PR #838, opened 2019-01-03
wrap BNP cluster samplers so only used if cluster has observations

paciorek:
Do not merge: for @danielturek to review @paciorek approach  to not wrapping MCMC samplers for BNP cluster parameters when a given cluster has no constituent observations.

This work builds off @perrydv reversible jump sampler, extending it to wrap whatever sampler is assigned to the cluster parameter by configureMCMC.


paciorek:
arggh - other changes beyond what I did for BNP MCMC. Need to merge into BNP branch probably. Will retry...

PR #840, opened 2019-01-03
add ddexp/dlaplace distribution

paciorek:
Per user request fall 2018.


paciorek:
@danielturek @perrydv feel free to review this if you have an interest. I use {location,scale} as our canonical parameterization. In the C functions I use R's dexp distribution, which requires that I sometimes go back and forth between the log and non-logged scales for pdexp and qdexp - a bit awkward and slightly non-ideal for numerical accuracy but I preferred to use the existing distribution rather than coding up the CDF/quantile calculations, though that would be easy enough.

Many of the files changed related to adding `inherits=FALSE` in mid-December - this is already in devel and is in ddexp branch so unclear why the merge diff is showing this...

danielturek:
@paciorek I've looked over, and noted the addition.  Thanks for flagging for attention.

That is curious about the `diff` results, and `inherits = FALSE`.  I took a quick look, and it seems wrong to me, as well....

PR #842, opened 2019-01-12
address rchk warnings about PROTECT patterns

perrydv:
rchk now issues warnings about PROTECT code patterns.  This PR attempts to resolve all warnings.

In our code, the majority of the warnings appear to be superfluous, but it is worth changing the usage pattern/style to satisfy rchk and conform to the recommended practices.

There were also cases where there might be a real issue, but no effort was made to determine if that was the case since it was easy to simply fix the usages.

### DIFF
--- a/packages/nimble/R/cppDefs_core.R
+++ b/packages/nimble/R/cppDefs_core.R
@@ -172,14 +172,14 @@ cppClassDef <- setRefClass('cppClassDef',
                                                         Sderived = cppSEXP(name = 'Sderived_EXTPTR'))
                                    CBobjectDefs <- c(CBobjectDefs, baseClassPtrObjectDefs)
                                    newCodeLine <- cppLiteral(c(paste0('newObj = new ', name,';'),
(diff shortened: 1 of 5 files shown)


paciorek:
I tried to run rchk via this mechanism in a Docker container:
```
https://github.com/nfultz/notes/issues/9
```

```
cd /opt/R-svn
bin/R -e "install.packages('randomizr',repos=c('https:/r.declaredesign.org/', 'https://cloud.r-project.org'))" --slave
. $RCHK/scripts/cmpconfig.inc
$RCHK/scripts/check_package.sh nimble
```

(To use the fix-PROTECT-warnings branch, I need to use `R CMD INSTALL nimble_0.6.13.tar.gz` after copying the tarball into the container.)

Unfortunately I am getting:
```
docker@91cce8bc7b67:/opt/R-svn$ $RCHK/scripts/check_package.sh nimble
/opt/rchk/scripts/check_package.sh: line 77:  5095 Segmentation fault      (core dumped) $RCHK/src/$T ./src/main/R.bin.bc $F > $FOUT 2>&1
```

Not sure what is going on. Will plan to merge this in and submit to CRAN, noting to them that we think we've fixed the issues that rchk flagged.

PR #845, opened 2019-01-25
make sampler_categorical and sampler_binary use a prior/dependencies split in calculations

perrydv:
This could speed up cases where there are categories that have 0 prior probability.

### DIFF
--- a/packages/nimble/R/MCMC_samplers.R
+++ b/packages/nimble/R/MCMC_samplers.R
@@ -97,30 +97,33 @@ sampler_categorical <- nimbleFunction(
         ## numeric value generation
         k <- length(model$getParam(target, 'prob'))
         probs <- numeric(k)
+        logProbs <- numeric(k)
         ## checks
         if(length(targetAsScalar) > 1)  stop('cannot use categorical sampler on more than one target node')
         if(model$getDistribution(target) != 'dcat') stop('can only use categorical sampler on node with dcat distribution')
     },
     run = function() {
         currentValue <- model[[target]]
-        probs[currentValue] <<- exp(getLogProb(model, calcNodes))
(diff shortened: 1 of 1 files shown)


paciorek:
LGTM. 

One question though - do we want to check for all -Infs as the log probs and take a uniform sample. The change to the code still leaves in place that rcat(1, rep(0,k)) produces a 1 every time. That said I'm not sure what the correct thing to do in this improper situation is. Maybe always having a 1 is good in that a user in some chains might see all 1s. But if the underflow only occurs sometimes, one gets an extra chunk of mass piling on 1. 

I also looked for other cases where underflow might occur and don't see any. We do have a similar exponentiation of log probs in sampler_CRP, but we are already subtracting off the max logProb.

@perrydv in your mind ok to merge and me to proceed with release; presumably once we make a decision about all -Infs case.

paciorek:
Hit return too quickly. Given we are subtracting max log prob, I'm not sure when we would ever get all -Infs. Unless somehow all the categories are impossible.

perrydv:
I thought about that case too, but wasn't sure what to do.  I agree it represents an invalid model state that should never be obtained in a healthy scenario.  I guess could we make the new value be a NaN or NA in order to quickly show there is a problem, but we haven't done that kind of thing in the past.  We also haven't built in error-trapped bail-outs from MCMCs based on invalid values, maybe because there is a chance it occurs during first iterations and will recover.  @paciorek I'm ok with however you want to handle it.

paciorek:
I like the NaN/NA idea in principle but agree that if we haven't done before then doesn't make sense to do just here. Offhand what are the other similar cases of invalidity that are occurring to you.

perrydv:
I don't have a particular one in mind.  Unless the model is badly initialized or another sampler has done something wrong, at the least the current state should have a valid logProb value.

> WORK INSTRUCTIONS:
Every entry should be retyped exactly as shown.

> EXPECTED ANSWER:
PR #838, opened 2019-01-03
wrap BNP cluster samplers so only used if cluster has observations

paciorek:
Do not merge: for @danielturek to review @paciorek approach  to not wrapping MCMC samplers for BNP cluster parameters when a given cluster has no constituent observations.

This work builds off @perrydv reversible jump sampler, extending it to wrap whatever sampler is assigned to the cluster parameter by configureMCMC.


paciorek:
arggh - other changes beyond what I did for BNP MCMC. Need to merge into BNP branch probably. Will retry...

PR #840, opened 2019-01-03
add ddexp/dlaplace distribution

paciorek:
Per user request fall 2018.


paciorek:
@danielturek @perrydv feel free to review this if you have an interest. I use {location,scale} as our canonical parameterization. In the C functions I use R's dexp distribution, which requires that I sometimes go back and forth between the log and non-logged scales for pdexp and qdexp - a bit awkward and slightly non-ideal for numerical accuracy but I preferred to use the existing distribution rather than coding up the CDF/quantile calculations, though that would be easy enough.

Many of the files changed related to adding `inherits=FALSE` in mid-December - this is already in devel and is in ddexp branch so unclear why the merge diff is showing this...

danielturek:
@paciorek I've looked over, and noted the addition.  Thanks for flagging for attention.

That is curious about the `diff` results, and `inherits = FALSE`.  I took a quick look, and it seems wrong to me, as well....

PR #842, opened 2019-01-12
address rchk warnings about PROTECT patterns

perrydv:
rchk now issues warnings about PROTECT code patterns.  This PR attempts to resolve all warnings.

In our code, the majority of the warnings appear to be superfluous, but it is worth changing the usage pattern/style to satisfy rchk and conform to the recommended practices.

There were also cases where there might be a real issue, but no effort was made to determine if that was the case since it was easy to simply fix the usages.

### DIFF
--- a/packages/nimble/R/cppDefs_core.R
+++ b/packages/nimble/R/cppDefs_core.R
@@ -172,14 +172,14 @@ cppClassDef <- setRefClass('cppClassDef',
                                                         Sderived = cppSEXP(name = 'Sderived_EXTPTR'))
                                    CBobjectDefs <- c(CBobjectDefs, baseClassPtrObjectDefs)
                                    newCodeLine <- cppLiteral(c(paste0('newObj = new ', name,';'),
(diff shortened: 1 of 5 files shown)


paciorek:
I tried to run rchk via this mechanism in a Docker container:
```
https://github.com/nfultz/notes/issues/9
```

```
cd /opt/R-svn
bin/R -e "install.packages('randomizr',repos=c('https:/r.declaredesign.org/', 'https://cloud.r-project.org'))" --slave
. $RCHK/scripts/cmpconfig.inc
$RCHK/scripts/check_package.sh nimble
```

(To use the fix-PROTECT-warnings branch, I need to use `R CMD INSTALL nimble_0.6.13.tar.gz` after copying the tarball into the container.)

Unfortunately I am getting:
```
docker@91cce8bc7b67:/opt/R-svn$ $RCHK/scripts/check_package.sh nimble
/opt/rchk/scripts/check_package.sh: line 77:  5095 Segmentation fault      (core dumped) $RCHK/src/$T ./src/main/R.bin.bc $F > $FOUT 2>&1
```

Not sure what is going on. Will plan to merge this in and submit to CRAN, noting to them that we think we've fixed the issues that rchk flagged.

PR #845, opened 2019-01-25
make sampler_categorical and sampler_binary use a prior/dependencies split in calculations

perrydv:
This could speed up cases where there are categories that have 0 prior probability.

### DIFF
--- a/packages/nimble/R/MCMC_samplers.R
+++ b/packages/nimble/R/MCMC_samplers.R
@@ -97,30 +97,33 @@ sampler_categorical <- nimbleFunction(
         ## numeric value generation
         k <- length(model$getParam(target, 'prob'))
         probs <- numeric(k)
+        logProbs <- numeric(k)
         ## checks
         if(length(targetAsScalar) > 1)  stop('cannot use categorical sampler on more than one target node')
         if(model$getDistribution(target) != 'dcat') stop('can only use categorical sampler on node with dcat distribution')
     },
     run = function() {
         currentValue <- model[[target]]
-        probs[currentValue] <<- exp(getLogProb(model, calcNodes))
(diff shortened: 1 of 1 files shown)


paciorek:
LGTM. 

One question though - do we want to check for all -Infs as the log probs and take a uniform sample. The change to the code still leaves in place that rcat(1, rep(0,k)) produces a 1 every time. That said I'm not sure what the correct thing to do in this improper situation is. Maybe always having a 1 is good in that a user in some chains might see all 1s. But if the underflow only occurs sometimes, one gets an extra chunk of mass piling on 1. 

I also looked for other cases where underflow might occur and don't see any. We do have a similar exponentiation of log probs in sampler_CRP, but we are already subtracting off the max logProb.

@perrydv in your mind ok to merge and me to proceed with release; presumably once we make a decision about all -Infs case.

paciorek:
Hit return too quickly. Given we are subtracting max log prob, I'm not sure when we would ever get all -Infs. Unless somehow all the categories are impossible.

perrydv:
I thought about that case too, but wasn't sure what to do.  I agree it represents an invalid model state that should never be obtained in a healthy scenario.  I guess could we make the new value be a NaN or NA in order to quickly show there is a problem, but we haven't done that kind of thing in the past.  We also haven't built in error-trapped bail-outs from MCMCs based on invalid values, maybe because there is a chance it occurs during first iterations and will recover.  @paciorek I'm ok with however you want to handle it.

paciorek:
I like the NaN/NA idea in principle but agree that if we haven't done before then doesn't make sense to do just here. Offhand what are the other similar cases of invalidity that are occurring to you.

perrydv:
I don't have a particular one in mind.  Unless the model is badly initialized or another sampler has done something wrong, at the least the current state should have a valid logProb value.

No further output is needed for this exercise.